GIM spent three years putting together its team and in 2007 approached Lombard Odier Darier Hentsch & Cie. (LODHC), a private Swiss-based bank with a 200-year history.

Thierry Lombard, senior partner of LODHC wrote in the interview that the company had been in very close contact with both Gore and David Blood, since the beginning of their project. “We kept in contact knowing that we shared the same value and the same conviction on sustainable investing. We finally announced our exclusive partnership in November 2007,” he said.

Lombard thought that investing in sustainability was one of the most important trends in long-term investing and decided to work closely with GIM in this field. LODH’s Partners and Families had, he said a long-standing tradition of supporting sustainable development projects.

Lombard said the firm had long history of sustainable development and socially responsible investment. In the early 19th century, Alexandre Lombard spoke out against investing in slave-owning US states believing that slavery produced suffering and that prosperity must be grounded in humanist principles of sustainability.

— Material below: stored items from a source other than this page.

PR #388, opened 2021-12-04
Tracing Configuration for ApodiniObserve

moritzsternemann:
# Tracing Configuration for ApodiniObserve

Currently ApodiniObserve only includes Logging and Metrics capabilities for the `WebService`, Tracing functionality is still missing.

## :bulb: Proposed solution
This PR extends the ApodiniObserve module with the initial Tracing configuration capabilities based on [swift-distributed-tracing](https://github.com/apple/swift-distributed-tracing). The newly introduced `TracingConfiguration` and `InstrumentConfiguration` types allow to configure the `InstrumentationSystem` through Apodini's DSL.
Additionally, another target, `ApodiniObserveOpenTelemetry`, introduces convenience methods to configure the swift-distributed-tracing [opentelemetry-swift](https://github.com/slashmo/opentelemetry-swift) backend on `InstrumentConfiguration`.
Lastly, the `InstrumentationSystem`'s unscoped `Tracer` is exposed through the `Application`.

The tracing configuration works as follows:
```swift
import Apodini
import ApodiniObserve
import ApodiniObserveOpenTelemetry
import ApodiniREST
import OpenTelemetry
import OtlpGRPCSpanExporting
import Tracing

    var content: some Component {
        Greeter()
    }

        REST()
        
        TracingConfiguration(
            // Placeholder for any backend implementing the `Instrument` protocol
            InstrumentConfiguration(NoOpTracer()),
            
            // Convenience factory for an OpenTelemetry `InstrumentConfiguration` with default configuration options
            .defaultOpenTelemetry(serviceName: "ExampleWebService"),

            // Convenience factory for an OpenTelemetry `InstrumentConfiguration` with exposed configuration options
            // This example shows the defaults            
            .openTelemetryWithConfig(
                serviceName: "ExampleWebService",
                resourceDetection: .automatic(additionalDetectors: []),
                idGenerator: OTel.RandomIDGenerator(),
                sampler: OTel.ParentBasedSampler(rootSampler: OTel.ConstantSampler(isOn: true)),
                processor: {
                    OTel.SimpleSpanProcessor(exportingTo: OtlpGRPCSpanExporter(config: .init(eventLoopGroup: $0))
                },
                propagator: OTel.W3CPropagator(),
                logger: Logger(label: "org.apodini.observe.OTel")
            )
        )         
    }
}
```

When tracing is configured, `Handler`s can be traced like this:
```swift
struct Greeter: Handler {    
    @Environment(\.tracer) var tracer: Tracer

    func handle() -> String {
        let span = tracer.startSpan(operationName: "Greeter.handle()", context: context)
        defer { span.end() }

        return "Hello World!"
    }
}
```

## :gear: Release Notes 
- Enables configuration of tracing backends in the Apodini Configuration DSL through `TracingConfiguration` and `InstrumentConfiguration`
- Adds convenience `InstrumentConfiguration`s for OpenTelemetry backends
- Enables tracing of `WebService`s using the `Tracer` exposed through the `Application`

### Testing
You can try out tracing on the adapted TestWebService `TraditionalGreeter` endpoint.

First, run the Jaeger service with an OpenTelemetry collector. This can be easily done using the `jaegertracing/all-in-one` Docker container; find the instructions [in the Jaeger documentation](https://www.jaegertracing.io/docs/1.29/getting-started/#all-in-one).

Now you can run the TestWebService and call the TraditionalGreeter endpoint for example using curl: `curl -v "http://localhost:80/v1/greet?age=21"`.

Opening `http://localhost:16686` in your browser, you can select the *TestWebService* from the *Services* list, and see a trace for each call to the endpoint. You can inspect each span individually for collected metadata:
Screen Shot 2021-12-11 at 18 54 32

### Reviewer Nudging
Start by looking at `InstrumentConfiguration.swift` as it's the foundation for instrument configuration. Next, in `TracingConfiguration.swift` you can see how `InstrumentConfiguration`s are handled. Lastly, the `InstrumentConfiguration+OpenTelemetry.swift` extension provides the convenience methods for opentelemetry-swift.


Sources/ApodiniObserveOpenTelemetry/InstrumentConfiguration+OpenTelemetry.swift
```diff
@@ -0,0 +1,64 @@
...
+import OtlpGRPCSpanExporting
+import Tracing
+
+/// Extension that allows for easier setup of the ``InstrumentConfiguration`` for an OpenTelemetry backend.
+extension InstrumentConfiguration {
+    /// Default OpenTelemetry `Instrument`, exporting spans to an OpenTelemetry collector via gRPC in the OpenTelemetry protocol (OTLP).
+    /// - Parameter serviceName: The name of the `WebService` being traced.
+    public static func defaultOpenTelemetry(serviceName: String) -> InstrumentConfiguration {
+        openTelemetryWithConfig(
+            serviceName: serviceName,
```
moritzsternemann, line 21: It would be cool if we could somehow get a default value for this from Apodini, though I didn't really find anything appropriate.

PSchmiedmayer:
@moritzsternemann regarding the build Issues:

This is the relevant error log for the main Apodini builds:
```
gnu/debug/ApodiniObserve.build/Tracing/TracingConfiguration/TracingConfiguration.swift.o -index-store-path /__w/Apodini/Apodini/.build/x86_64-unknown-linux-gnu/debug/index/store -index-system-modules
1.	Swift version 5.5.1 (swift-5.5.1-RELEASE)
2.	
3.	While evaluating request ASTLoweringRequest(Lowering AST to SIL for file "/__w/Apodini/Apodini/Sources/ApodiniObserve/Tracing/TracingConfiguration/TracingConfiguration.swift"
4.	While silgen emitFunction SIL function "@$s14ApodiniObserve20TracingConfigurationC9configureyy0A011ApplicationCF". for 'configure(_:)' (at /__w/Apodini/Apodini/Sources/ApodiniObserve/Tracing/TracingConfiguration/TracingConfiguration.swift:43:12)
5.	While verifying SIL function "@$s14ApodiniObserve20TracingConfigurationC9configureyy0A011ApplicationCF". for 'configure(_:)' (at /__w/Apodini/Apodini/Sources/ApodiniObserve/Tracing/TracingConfiguration/TracingConfiguration.swift:43:12Stack dump without symbol names (ensure you have llvm-symbolizer in your PATH or set the environment var `LLVM_SYMBOLIZER_PATH` to point to it):
```
The error log above points to issues with KeyPaths in the `configure(_:)` function in `TracingConfiguration.swift`: https://github.com/Apodini/Apodini/runs/4493957121?check_suite_focus=true#step:9:1773
My first idea would be to try avoiding KeyPaths there and see if this solves the problem. 

The test web service builds fail due to a corrupted Package.resolved file. Try deleting it and generate it again e.g. using `swift package update` in the TestWebService folder.

The Bamboo builds: Should be resolved by #390

Sources/ApodiniObserveOpenTelemetry/InstrumentConfiguration+OpenTelemetry.swift
PSchmiedmayer: A thing that would come to my mind would be the `hostname ` in the `HTTPConfiguration`: https://github.com/Apodini/Apodini/blob/fac5afd188640b794ec3dda6283d873ea6dd59d0/Sources/Apodini/Configurations/HTTPConfiguration.swift . It should ideally be set to e.g. `ase.in.tum.de`. The only tricky thing is that the InstrumentConfiguration could come after the HTTP configuration and therefore the name might not by populated at this point. But this is something that might not be easily solvable and is something that we should highlight in the documentation that the order is relevant.

PSchmiedmayer: A thing that would come to my mind would be the `hostname ` in the `HTTPConfiguration`: https://github.com/Apodini/Apodini/blob/fac5afd188640b794ec3dda6283d873ea6dd59d0/Sources/Apodini/Configurations/HTTPConfiguration.swift . It should ideally be set to e.g. `ase.in.tum.de`. The only tricky thing is that the InstrumentConfiguration could come after the HTTP configuration and therefore the name might not by populated at this point. But this is something that might not be easily solvable and is something that we should highlight in the documentation that the order is relevant.

moritzsternemann: Hmm, right.. I'll mention it in the docs and try to populate the name from the hostname when it's available.

Also, it might be interesting to think about a mechanism to enforce the order of some configurations because for example [Apple also recommends to bootstrap Logging, Metrics, and Tracing in this specific order](https://github.com/apple/swift-distributed-tracing#recommended-bootstrap-order).

Sources/ApodiniObserve/Tracing/TracingConfiguration/TracingConfiguration.swift
```diff
@@ -0,0 +1,60 @@
...
+        
+        // Bootstrap the instrumentation system
+        InstrumentationSystem.bootstrap(
+            MultiplexInstrument(constructedInstruments.map { $0.instrument })
+        )
+        
+        // Add instrument shutdown lifecycle hooks to app
+        constructedInstruments
+            .compactMap { $0.instrumentShutdown }
+            .map { InstrumentConfiguration.Lifecycle(instrumentShutdown: $0) }
```
lukaskollmer: not that it would result in a noticeable performance change, but you can combine the `compactMap` and `map` operations into, which should halve the number of iterations in the loop...

Sources/ApodiniObserveOpenTelemetry/InstrumentConfiguration+OpenTelemetry.swift
lukaskollmer: Is the serviceName here the same the hostname, though? I'd imagine the "name" of the web service to be the product (e.g. "Xpense") rather than the hostname on which it just so happens to reside (e.g. xpense.ast.in.tum.de).

This is actually something I've been thinking about a bit, since we currently have several places where the "name" of the web service being exported is somehow used/required. The first, iirc was the OpenAPIInterfaceExporter (bc the OpenAPI definition contains a name field). The gRPC IE also has configuration options for "package name" and "service name" (the first being protobuf-specific). And GraphQL might end up needing something like this as well.

It'd probably be a good idea to have a top-level (i.e. not belonging to any specific IE) configuration option for specifying these kinds of metadata about a web service. This would need to come at the very beginning of the configuration, and then make this available to all other interface exporters.

(If your comments were in fact about the actual hostname, rather than the end-user-legible name of the service, I guess you can ignore my comment here...)

Sources/ApodiniObserveOpenTelemetry/InstrumentConfiguration+OpenTelemetry.swift
```diff
@@ -0,0 +1,64 @@
...
+                eventLoopGroup: group,
+                resourceDetection: resourceDetection,
+                idGenerator: idGenerator,
+                sampler: sampler,
+                processor: processor(group),
+                propagator: propagator,
+                logger: logger
+            )
+
+            try! otel.start().wait()
```
lukaskollmer: do we want the crash here?

Sources/Apodini/Apodini.docc/Ecosystem/Observe.md
```diff
@@ -16,9 +16,9 @@ SPDX-License-Identifier: MIT
...
+`ApodiniObserve` heavily relies on Apple's observability libraries, especially [swift-log](https://github.com/apple/swift-log), [swift-metrics](https://github.com/apple/swift-metrics), and [swift-distributed-tracing](https://github.com/apple/swift-distributed-tracing), to provide instrumentation possibilities to developers. It's important to note that these packages just define an observability API ("observability frontend"), but don't actually process and transmit the insturmented telemetry information to an observability software stack. This functionality is left to individual observability integrations ("observability backends") that conform to the processing APIs of Apple’s observability libraries. A list of compatible observability integrations can be found on the [GitHub page of swift-log](https://github.com/apple/swift-log), the [GitHub page of swift-metrics](https://github.com/apple/swift-metrics), as well as the [GitHub page of swift-distributed-tracing](https://github.com/apple/swift-distributed-tracing).
```
lukaskollmer:
```suggestion
`ApodiniObserve` heavily relies on Apple's observability libraries, especially [swift-log](https://github.com/apple/swift-log), [swift-metrics](https://github.com/apple/swift-metrics), and [swift-distributed-tracing](https://github.com/apple/swift-distributed-tracing), to provide instrumentation possibilities to developers. It's important to note that these packages just define an observability API ("observability frontend"), but don't actually process and transmit the instrumented telemetry information to an observability software stack. This functionality is left to individual observability integrations ("observability backends") that conform to the processing APIs of Apple’s observability libraries. A list of compatible observability integrations can be found on the [GitHub page of swift-log](https://github.com/apple/swift-log), the [GitHub page of swift-metrics](https://github.com/apple/swift-metrics), as well as the [GitHub page of swift-distributed-tracing](https://github.com/apple/swift-distributed-tracing).
```

lukaskollmer (approved):

Sources/ApodiniObserveOpenTelemetry/InstrumentConfiguration+OpenTelemetry.swift
moritzsternemann: Right, I agree with Lukas here. The service names in the tracing context tend to be something like "frontend", or "customer". That's why I initially thought about using the actual name of the type that is implementing the `WebService` protocol.

PSchmiedmayer (approved):
As noted in our meeting it would be good to add two test cases, otherwise this looks good:
1. A short test case asserting that the configuration correctly creates the instruments
2. A test case testing the Tracer in the environment and that e.g. a span is created

Apart from this the PR looks good, thanks for the new functionality🚀

moritzsternemann:
Since I had to make more changes than expected to enable testing, it would be nice if you could do a quick sanity check again, @PSchmiedmayer.

Package.swift
```diff
@@ -106,6 +107,8 @@ let package = Package(
         // Use a forked repository of the https://github.com/apple/swift-metrics-extras repository that
         // is versioned and already contains test functionality
         .package(url: "https://github.com/Apodini/swift-metrics-extras.git", .upToNextMinor(from: "0.1.0")),
+        .package(url: "https://github.com/apple/swift-distributed-tracing.git", .upToNextMinor(from: "0.1.2")),
+        .package(url: "https://github.com/slashmo/opentelemetry-swift.git", from: "0.1.1"),
```
PSchmiedmayer: Probably would also make sense to use `.upToNextMinor(from:` here.

PSchmiedmayer (approved):
Looks good to me! Only noticed one small thing I missed before in the Package.swift file. 
The code quality, comments and overall structure is really nice, good job! Great to see the progress and getting the first Tracing PR merged in Apodini 🚀

Package.swift
moritzsternemann: Agreed, thanks for pointing it out!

He noted that over ten years ago, the recognition of the increasing influence of intangible assets on stock market performances prompted LODHC to integrate socially responsible investment criteria in its analysis. “We took more recently the process one step further with the launch of a specific investment product combining qualitative analysis with quantitative management. We further strengthened its commitment last year to sustainable investing this time focusing on opportunities related to sustainable development issues, with a thematic product on renewable resources and the global sustainability equity product launched with GIM.

This year, the firm announced the launch of the LODHC Chair for Future Generations at the Swiss Federal Institute for Technology in Lausanne (Switzerland). The project he opined reaffirmed the commitment of LODHC to the transmission of knowledge and innovation in the field of sustainable development. “So, there’s no debate between being a wise investor and a green philanthropist. Those decisions show the coherence of our vision,” he said

“It was important for generation to find a partner who shares our belief and understanding of the economic, social and environmental considerations that are critical to business,” Blood commented.” He noted that the values and traditions of sustainable development were espoused by the founding families of LODH over 200 years ago and that this commitment was embedded in its approach to business today.” Asked if there were any marketing link between the foundation of GIM and the Oscar winning film “An Inconvenient Truth,” Blood pointed to Gore’s history of environmental concern. He said that Gore had spent decades highlighting the likely implications of the climate crisis and wrote his first book on the subject, “Earth In The Balance,” in 1992. “Generation was established in 2004, well before Gore was approached by the producer of ‘An Inconvenient Truth’ in 2005 about his interest in making the film. The success of the film was unprecedented in a way that no one, including Al Gore, could have predicted.”

Climate change is just one of many factors that GIM believes is important to investing. “We do very detailed research into several global themes which we believe may have material implications for business, and make this research available (www.generationim.com).

LODHC has had links with the GCC (Gulf Cooperation Council) region for over 50 years and as part of a natural progression set up a representative office in Dubai in 2007. The area provides a great deal of the hydrocarbon products that have contributed to global warming and climate change. Did Lombard find any contradictions in looking for green investment from the region?

“We find that investors from the Kingdom are receptive and willing to embrace an integration of “sustainable investing” principles in their investment strategy on a long-term view,” he said. “Most of them have a large exposure to the oil and gas industry which raises the challenges we know in the long run. Therefore adopting a sustainability approach to their investment brings a very interesting way to diversify their portfolio.”